╭──

Issue #8200, opened 2026-07-28
Patient/$merge fails with HTTP 412 (HAPI-2476) when source and target Patients resolve to the same partition in Patient ID partitioning mode


mrdnctrk:
**Describe the bug**

A `Patient/$merge` is rejected with **HTTP 412 / `HAPI-2476`** when all of the following hold:

- `PatientIdPartitionInterceptor` is in use (Patient ID partitioning mode), and
- the source and target Patients happen to hash to the **same partition**, and
- a patient-compartment resource (e.g. an `Observation` with `subject` = source Patient) references the source, and
- `PatientCompartmentEnforcingInterceptor` is registered.

The merge should succeed: the referencing resource does not change partition, it only needs its `subject` rewritten to the target Patient.

**Root cause**

Two behaviours combine:

1. `PatientIdPartitionInterceptor.provideSingleCompartmentPartition(...)` returns
   `RequestPartitionId.fromPartitionIdAndName(partitionId, thePatientIdPart)` — it puts the **patient's ID part into the partition name**.
2. `PatientCompartmentEnforcingInterceptor.storagePreStorageResourceUpdated(...)` compares the resource's old and new partition using `RequestPartitionId.toJson()`, and `partitionNames` is a serialized field of `RequestPartitionId`.

So the "did this resource change compartment?" check degenerates into "did the referenced Patient ID change?" — which is **always true during a merge**, even when the resource does not actually move partitions.

The interceptor's own warning shows it clearly — the partition ID is identical on both sides, only the name differs:

```
Resource compartment for Observation/1004 changed
  from {"allPartitions":false,"partitionIds":[14829],"partitionNames":["src-4963"]}
  to   {"allPartitions":false,"partitionIds":[14829],"partitionNames":["tgt-1"]}
```

Resulting error:

```
HAPI-2476: Resource compartment for Observation/1004 changed. Was a referenced Patient changed?
```

thrown from `PatientCompartmentEnforcingInterceptor.storagePreStorageResourceUpdated`.

**To Reproduce**

A failing reproduction test is on branch **`emre_same-partition-merge-compartment-referrer_repro`** (single commit, based on `master`):

- Branch: https://github.com/hapifhir/hapi-fhir/tree/emre_same-partition-merge-compartment-referrer_repro
- Commit: https://github.com/hapifhir/hapi-fhir/commit/556deacdfbb12cca4e3fa0586338ed64d3ba79c2
[...]

PR #8231, opened 2026-08-07
Fix same-partition Patient $merge blocked by compartment enforcement

mrdnctrk:
Fixes https://github.com/hapifhir/hapi-fhir/issues/8200.

### The problem

In Patient ID partitioning mode, a Patient `$merge` failed with HTTP 412 / `HAPI-2476` when the source and
target Patients resolved to the **same** partition id and a patient-compartment resource referenced the
source.

The rejection comes from **`PatientCompartmentEnforcingInterceptor`**, which blocks any update that would
move a resource out of the patient compartment it was stored under. It and the merge asked different
questions:

- **The enforcer** compares the whole `RequestPartitionId`. `PatientIdPartitionInterceptor` puts the patient
  id part in the partition *name*, so the enforcer correctly sees the compartment would change, and throws
  `Msg.code(2476)`.
- **The merge** compared only the numeric partition id. Two patient ids can hash to the same partition, and
  when they do it found no difference — so it concluded the resource did not need to move and updated it in
  place, which is exactly the write the enforcer rejects.

### The fix

- `ResourceMergeService` (routing) and `PartitionAwareReplaceReferencesSvc` (per-resource classification)
  now compare the full `RequestPartitionId`, recomputed from resource content — the same question the
  enforcer asks.
- That computation moved to `IRequestPartitionHelperSvc`, and `PatientCompartmentEnforcingInterceptor` was
  refactored onto it, so the two cannot drift apart.

A compartment resource whose compartment changes is therefore **moved** rather than updated in place, even
when both patients hash to the same partition, and undo restores it under its original id.

### Tests

`PatientIdModePatientMergeR4Test.SamePartitionMergeWithCompartmentEnforcement` uses two patient ids that
collide onto one partition. It fails on the base branch and passes here.

### DIFF
--- a/hapi-fhir-docs/src/main/resources/ca/uhn/hapi/fhir/changelog/8_12_0/8200-same-partition-merge-compartment-enforcement.yaml
+++ b/hapi-fhir-docs/src/main/resources/ca/uhn/hapi/fhir/changelog/8_12_0/8200-same-partition-merge-compartment-enforcement.yaml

╰──

**Work order**
The entries above are to be restated word for word.

**Task solution**
Issue #8200, opened 2026-07-28
Patient/$merge fails with HTTP 412 (HAPI-2476) when source and target Patients resolve to the same partition in Patient ID partitioning mode


mrdnctrk:
**Describe the bug**

A `Patient/$merge` is rejected with **HTTP 412 / `HAPI-2476`** when all of the following hold:

- `PatientIdPartitionInterceptor` is in use (Patient ID partitioning mode), and
- the source and target Patients happen to hash to the **same partition**, and
- a patient-compartment resource (e.g. an `Observation` with `subject` = source Patient) references the source, and
- `PatientCompartmentEnforcingInterceptor` is registered.

The merge should succeed: the referencing resource does not change partition, it only needs its `subject` rewritten to the target Patient.

**Root cause**

Two behaviours combine:

1. `PatientIdPartitionInterceptor.provideSingleCompartmentPartition(...)` returns
   `RequestPartitionId.fromPartitionIdAndName(partitionId, thePatientIdPart)` — it puts the **patient's ID part into the partition name**.
2. `PatientCompartmentEnforcingInterceptor.storagePreStorageResourceUpdated(...)` compares the resource's old and new partition using `RequestPartitionId.toJson()`, and `partitionNames` is a serialized field of `RequestPartitionId`.

So the "did this resource change compartment?" check degenerates into "did the referenced Patient ID change?" — which is **always true during a merge**, even when the resource does not actually move partitions.

The interceptor's own warning shows it clearly — the partition ID is identical on both sides, only the name differs:

```
Resource compartment for Observation/1004 changed
  from {"allPartitions":false,"partitionIds":[14829],"partitionNames":["src-4963"]}
  to   {"allPartitions":false,"partitionIds":[14829],"partitionNames":["tgt-1"]}
```

Resulting error:

```
HAPI-2476: Resource compartment for Observation/1004 changed. Was a referenced Patient changed?
```

thrown from `PatientCompartmentEnforcingInterceptor.storagePreStorageResourceUpdated`.

**To Reproduce**

A failing reproduction test is on branch **`emre_same-partition-merge-compartment-referrer_repro`** (single commit, based on `master`):

- Branch: https://github.com/hapifhir/hapi-fhir/tree/emre_same-partition-merge-compartment-referrer_repro
- Commit: https://github.com/hapifhir/hapi-fhir/commit/556deacdfbb12cca4e3fa0586338ed64d3ba79c2
[...]

PR #8231, opened 2026-08-07
Fix same-partition Patient $merge blocked by compartment enforcement

mrdnctrk:
Fixes https://github.com/hapifhir/hapi-fhir/issues/8200.

### The problem

In Patient ID partitioning mode, a Patient `$merge` failed with HTTP 412 / `HAPI-2476` when the source and
target Patients resolved to the **same** partition id and a patient-compartment resource referenced the
source.

The rejection comes from **`PatientCompartmentEnforcingInterceptor`**, which blocks any update that would
move a resource out of the patient compartment it was stored under. It and the merge asked different
questions:

- **The enforcer** compares the whole `RequestPartitionId`. `PatientIdPartitionInterceptor` puts the patient
  id part in the partition *name*, so the enforcer correctly sees the compartment would change, and throws
  `Msg.code(2476)`.
- **The merge** compared only the numeric partition id. Two patient ids can hash to the same partition, and
  when they do it found no difference — so it concluded the resource did not need to move and updated it in
  place, which is exactly the write the enforcer rejects.

### The fix

- `ResourceMergeService` (routing) and `PartitionAwareReplaceReferencesSvc` (per-resource classification)
  now compare the full `RequestPartitionId`, recomputed from resource content — the same question the
  enforcer asks.
- That computation moved to `IRequestPartitionHelperSvc`, and `PatientCompartmentEnforcingInterceptor` was
  refactored onto it, so the two cannot drift apart.

A compartment resource whose compartment changes is therefore **moved** rather than updated in place, even
when both patients hash to the same partition, and undo restores it under its original id.

### Tests

`PatientIdModePatientMergeR4Test.SamePartitionMergeWithCompartmentEnforcement` uses two patient ids that
collide onto one partition. It fails on the base branch and passes here.

### DIFF
--- a/hapi-fhir-docs/src/main/resources/ca/uhn/hapi/fhir/changelog/8_12_0/8200-same-partition-merge-compartment-enforcement.yaml
+++ b/hapi-fhir-docs/src/main/resources/ca/uhn/hapi/fhir/changelog/8_12_0/8200-same-partition-merge-compartment-enforcement.yaml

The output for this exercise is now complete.